Brainome, a new player in the machine learning space, today launches Daimensions, a product that the company says helps customers take a “precautionary measure” approach to machine learning (ML) model development. The product, which is aimed at data researchers, helps to optimize around training data analysis, data volume management and their downstream effect on training time, model size and performance.
ZDNet spoke with Brainome’s co-founders, Bertrand Irissou (CEO) and Gerald Friedland (CTO). The two provided a careful, thoughtful, and thorough explanation of how the company’s approach to ML differs from others.
From trial and error to measurement-before-build
Brainome’s approach to ML is that much of the common model experimentation process can be optimized. Trial-and-error can be largely avoided by specifying the qualities of the model and then building it instead of following the standard experimentation method to build more candidate models and then seeing which one works best. The company calls this a measure-before-building approach and analogizes it with the way bridges are built. Specifically, say Irissou and Friedland, engineers would never take an approach to building 100 bridges and then choosing the best one. Instead, they measure and develop a spec for the bridge and only then design and build it.

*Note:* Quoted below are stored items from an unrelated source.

PR #543, opened 2026-08-11
Integrate capture reliability, durable history, and release safeguards

### LINKED ISSUE #511: capture-watch: alert lifecycle bugs — zero-ready never clears, p50 baseline self-masks
From the post-merge fable review of #506 (reliability group, F1/F2/F3/F4/F6).

## Problems in infra/log-receiver/murmur-capture-watch.py

1. **Zero-ready alert never clears (medium, conf 8).** `zero_ready_sessions` accumulates over the entire retained append-only log per (install, version) with no windowing/decay. An install with 2 bad sessions in week one alerts hourly forever — permanent failed systemd unit, stale entries occupying the 20-alert cap — despite 200 healthy sessions since. The README's "a healthy later run clears the failed state" is false for this alert kind.
2. **Persistent p50 regression self-masks after one release (low, conf 9).** Baseline is always the immediately-preceding eligible cohort: v1 fast → v2 slow alerts, but once v3 (equally slow) accrues 5 samples the baseline becomes v2 and the alert silently disappears with the regression unfixed. Documented contract, but it is exactly the silent-failure mode the watch exists to prevent.
3. **Unbounded histogram (low, token-gated, conf 7).** `session_ready_histogram` keys are distinct ready-counts; a token-holding install can grow watch memory to the 256M MemoryMax and bloat capture-watch.json, which the receiver json.loads unbounded per dashboard render.
4. **`last_setup_step: "none"` collapses to "unknown" (cosmetic, conf 9).** audio.rs emits "none" when a backend timed out before any setup step; the watch merges it with unrecognized labels, losing the "hung before first native call" signal. One-line fix: add "none" to SETUP_STEPS.
5. **Cohorts mix transform captures (info, conf 9).** The watch counts any audio.capture_ready with no owner_kind filter; the on-device frontend (captureHealth.ts) is dictation-only. The two "capture health" signals are defined over different populations.

## Fix direction

Window zero-ready detection (e.g. last N sessions or last M days), consider anchoring p50 baseline to the best recent healthy cohort rather than strictly the previous version, cap histogram keys, add "none" to SETUP_STEPS, and pick one population definition for both signals.

## Landmines

- tests/test_capture_regression_watch.py pins current behavior — update fixtures deliberately, not incidentally.
- The report write is fsync+atomic and exit-2-after-write; keep that ordering.

### LINKED ISSUE #512: release: publish-time notes comparison is asymmetric and can false-fail
From the post-merge fable review of #506 (health group, F3, confidence 8).

## Problem

`release.yml` compares `gh release view --jq .body` (shell `$(...)` strips only trailing newlines) against the manifest `.notes`, which `scripts/release_artifacts.py` produced via Python `.strip()` (strips ALL leading/trailing whitespace including \r and spaces). Any GitHub web-UI save of the draft — even content-identical — can introduce CRLF endings or trailing spaces, making the equality check fail and blocking publish. Fail-closed only (no false-pass direction), but it will burn a release run.

## Fix

Normalize both sides identically before comparing — e.g. run both through the same Python `.strip()` (or normalize line endings + strip in jq). Add a case to the release tests with a CRLF/trailing-space draft body.

## Landmine

Do not weaken the check to a substring/fuzzy match — exact equality after shared normalization is the point (it guards against publishing a draft whose notes were edited away from the manifest).

### LINKED ISSUE #513: CI hygiene: rustfmt.toml ungated by paths filter; dependency-audit runs on bump commits; first-match step lookup
From the post-merge fable review of #506 (health group, F4/F6, confidence 8).

## Problems in .github/workflows/ci.yml

1. **rustfmt.toml matches no paths filter.** The `rust` filter covers `app/src-tauri/**` and root Cargo files; repo-root `rustfmt.toml` matches nothing, so a PR editing only formatting config runs no rust-macos job (ci-pass green via "skipped") and the divergence lands ungated, breaking the next unrelated rust PR at the fmt gate. Latent today (rustfmt.toml is comment-only), real the day someone sets an option.
2. **dependency-audit has no changes/bump-commit guard**, so it runs on `chore: bump version` pushes, and its setup steps (checkout, setup-node) lack continue-on-error, so infra flakes there put a red X on commits (ci-pass correctly ignores it — advisory by design, #479).
3. **validate_workflow_policy.py `named_step_block(ci, "Install Rust")` matches the FIRST of two "Install Rust" steps** — correct today only because rust-macos precedes dependency-audit in the file. Reordering jobs silently validates the wrong step.

## Fixes

Add `rustfmt.toml` to the rust filter; give dependency-audit the same bump-commit guard as `changes`; scope named_step_block lookups per-job (or assert uniqueness).

### LINKED ISSUE #514: diagnostics: capture-health panel starves after idle — ring buffer evicts capture events
From the post-merge fable review of #506 (reliability group, F5, confidence 7).

## Problem

`deriveCaptureHealth` (app/src/lib/captureHealth.ts) reads the 500-event telemetry ring (telemetry.rs), which also carries ~1/min system heartbeats plus shipper/system chatter. ~8h of idle (overnight) evicts all prior capture events, so the Performance tab regresses to "collecting data" most mornings even for heavy users — the "five-recording signal" is really "five recordings within the ring's survival window". Degrades safely (never a wrong verdict), just chronically uninformative. Secondary: usePerformanceHealth polls the full history every 2s while the tab is open.

## Fix direction

Either derive from a capture-scoped query (filter server-side / dedicated bounded buffer for capture events) or persist the last N capture outcomes independently of the general ring. Keep the insufficientData behavior — a wrong verdict is worse than a modest one.

## Landmine

The chronic-failover verdict (5/5 recovered fallbacks) was verified correct against owner-ID collision and windowing edge cases — don't loosen its thresholds while fixing data supply.

### LINKED ISSUE #521: History and stats are still localStorage-only — same durability gap settings had
The durable settings store (feat/durable-settings-store) moved the settings blob to a Rust-owned `settings.json` because WKWebView localStorage is lost on manual reinstall / WebKit eviction (observed in practice 2026-08).

Transcript **history** (`useHistoryManagement` / `lib/history.ts`) and **usage stats** (`lib/stats.ts`) still live only in localStorage and are exposed to exactly the same loss.

Options to evaluate:
- Reuse the opaque-blob pattern (a `history.json` via the settings-store module, generalized)
- Fold history into the existing SQLite knowledge/performance-store pattern (better fit for growing, queryable data with rolling trim)
- Decide whether stats are worth preserving at all or are acceptable to lose

Considerations: history is much larger than settings (rolling trim exists), contains transcript content (privacy: stays local either way), and `retainHistory=false` users should keep getting the discard-at-boundary behavior.

georgenijo:
## Summary

Integrates the five independently reviewed and validated changes from #526, #528, #529, #531, and #532 on top of current main:

- fix capture-watch alert lifecycle and baseline masking
- persist transcript history and usage statistics in Rust-owned durable storage
- normalize release-note comparisons symmetrically
- harden CI path filtering and workflow-policy validation
- retain privacy-safe capture-health observations across idle periods

Also preserves the Voice Query feature merged in #541 and resolves the combined registered-command documentation at 129 commands.

## Validation

- Individual PR CI: green
- Combined reference-doc validator: 129/129 commands, green
- Combined reference-doc tests: green
- Combined diff check: green
- Full combined CI: pending on this PR
- Murmur Bench: prior SHA passed controlled mirrored quick comparisons; current refreshed SHA requires rerun because main advanced

Closes #511
Closes #512
Closes #513
Closes #514
Closes #521

Supersedes #526, #528, #529, #531, and #532.

## Summary by CodeRabbit

* **New Features**
  * Transcript history and usage statistics now persist reliably across app restarts, with migration from existing cached data.
  * Added bounded capture-startup health diagnostics to help identify slow or fallback microphone initialization.
  * Performance diagnostics can now be cleared along with capture-health observations.
* **Bug Fixes**
  * History retention limits are consistently enforced when loading stored data.
  * Improved release-note verification handles line-ending and surrounding-whitespace differences consistently.
* **Documentation**
  * Updated command, settings, history, performance, and release documentation to reflect these changes.


georgenijo:
Final validation receipt for head b90163522d86a21108f73dfe46ce1ca96c171190 (base 0d0c927637082a2e52b5b943c85fe04e538f4076):

- cargo check: PASS
- Rust: 789 passed, 5 ignored; capture/LLM/transcription/transform integrations PASS
- TypeScript: PASS
- Frontend: 81 files / 718 tests PASS
- Python policy suite: 137 tests PASS
- diff check: PASS
- Murmur Bench gate: N/A — the PR delta contains post-capture diagnostics, durable post-delivery history/stats persistence, release tooling, and CI policy only. It does not change VAD, transcribers, model runtime, transcript transforms, benchmark execution, benchmarked dependencies, recognition output, or delivered text. Extra quick experiments were accuracy-neutral across all seven models but latency/memory results flipped with order and compilation heat, confirming they are non-gating harness variance rather than a causal regression in this diff. Raw reports remain local.

This head includes current main, including #544.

Brainome defines what are essentially key performance indicators (KPIs) for a model as a way to arrive at such a spec in the ML world. The KPIs are generalization, capacity development, risk of overfit and memory equivalent capacity. Together, these KPIs can profile the complexity of the training data and the number of parameters needed to model its patterns. Fewer parameters make it possible to base the model more on rules than on stored facts, which avoids overfitting data; it also means that less data is needed to generate an accurate model, which can lead to faster training times.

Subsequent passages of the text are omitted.